Liberal Zionism may indeed need a coffin. Proof of this is best seen through the microcosm of two young, passionate, eloquent, and outspoken Jews who were born in the early 1970s — in 2012, they have challenged conventional norms on Israel.
American journalist Peter Beinart and Israeli politician Naftali Bennett are modern examples of two people who could not be further apart on their politics, nor on their influence. Beinart is an extremist liberal with fringe viewpoints and a small following; Bennett is a conventional conservative with a large and growing constituency.

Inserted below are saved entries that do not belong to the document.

PR #1795, opened 2021-01-19
Epic Issues

GregoryHorvath:
This should add https://github.com/marketplace/actions/epic-issues-for-github to our repo (?)

@batpad 
cc @tovari

### DIFF
--- a/.github/workflows/update_epics.yml
+++ b/.github/workflows/update_epics.yml
@@ -1,0 +1,14 @@
+name: Update epics
+on:
+  issues:
+    types: [opened, created, closed, reopened, deleted]
+jobs:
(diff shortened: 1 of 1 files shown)


batpad:
@GregoryHorvath let's discuss this - the problem I foresee with this is the automatic marking of issues in the epic depend on the child issues is that we don't always close the issue from a developer stand-point when it's done (only after being tested on prod) - this might make these epic lists look a bit out of sync with reality. I like the idea, just not sure if it works perfectly with our current workflow.

batpad:
We are looking at other solutions to handle ticket dependencies, etc. Closing here.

Beinart’s book “The Crisis of Zionism” has been celebrated by the liberal media, yet the book has sold terribly. His argument that Jews are turned off because of the tension between liberalism and Zionism has been rejected by the Jewish community en masse. Beinart continues to push a message of BDS (Boycott, Divestment & Sanctions) as he stands with anti-Semites in advocating a boycott of those parts of Israel he deems to be “non-democratic.” While his fringe viewpoints are given widespread attention via the “Open Zion” blog at Newsweek/The Daily Beast his influence is restricted mainly to the media, as American Jewry has not accepted his viewpoints. In Israel, the polls show the left being trounced in upcoming elections.
A 2012 UJA community survey found that 74% of all New York City’s Jewish children are Orthodox, and it shows that liberal Jews are having fewer children, and do not provide meaningful Jewish education. They intermarry, assimilate and largely disappear as Jews. Yet rather than deal with American Jewish assimilation which continues at upwards of 60 percent, Beinart says “the great American Jewish challenge of our age” is “saving liberal Zionism.” It is doubtful that Beinart can view the thriving Orthodox community as a breeding ground for liberal Zionism.
Israel, the “Start-Up Nation” that it has handily become and has brought so much to the world, certainly does not need an American Jew to save the failed policies of liberal Zionism. While Beinart foolishly claimed that “Jewish fortunes have radically changed,” he overlooked Hamas, Toulouse and the rampant hatred toward Jews throughout Europe. That growing anti-Semitism has helped foment the increasingly right-wing philosophy of Zionism today.
Beinart was right about his concept of the “generational discord” which older Jewish leaders are unable to capture from the younger generations. The new, young leader who has emerged is the furthest thing from liberal Zionism; religious Zionist Naftali Bennett. He is a smart, eloquent 40 year old who formerly served as executive director of the settlement council. Bennett is a self-made multi-millionaire who leads the Jewish Home political party which is projected to be the third largest political party in the upcoming Israeli elections.
The face of success of Israel’s economic powerhouse, Bennett understands public relations and digital media, is media savvy and concerned about the importance of world Jewry. A political conservative, he is the son of American immigrants to Israel and cognizant of the new leadership which Jews worldwide need. Even as Prime Minister Netanyahu is labeled as “conservative” by worldwide media, the Prime Minister’s biggest challenge is from Bennett, who served as his chief of staff and is to the right of Netanyahu politically.
In sharp contrast to Beinart, Bennett understands that Israel is a self-sufficient country, and not a banana republic of the United States or any other nation. Bennett advocates that Israel annex Judea and Samaria. As he says, the world already refuses to recognize Jerusalem or the Golan Heights as Israel, and yet life in Israel goes on. A strong and secure Israel is the Jewish priority, and not the ever-elusive “peace” which Bennett deems impossible in this (and our children’s) generation.
Unlike foolish Beinart who believes if the world boycotts Israeli “settlements” everything will be dandy, Bennett realistically understands that the obstacles to peace for the Arabs and radical Islamists who control the regions surrounding Israel, is not merely Judea and Samaria, but rather Jews and the presence of the entire State of Israel. Zionism today doesn’t delineate that Jews need to be victims, and a proud, active people are increasingly representative of that fact.
The next generation of Jewish leaders worldwide is made up of young people like Naftali Bennett, Knesset Deputy Speaker Danny Danon, and others who spread the important message of a strong Israel. In America, liberal Judaism is withering away with its disappearing population, and authentic Judaism grows. While extremists like Beinart and his liberal ilk attract media attention, good old fashioned Zionism grows and thrives.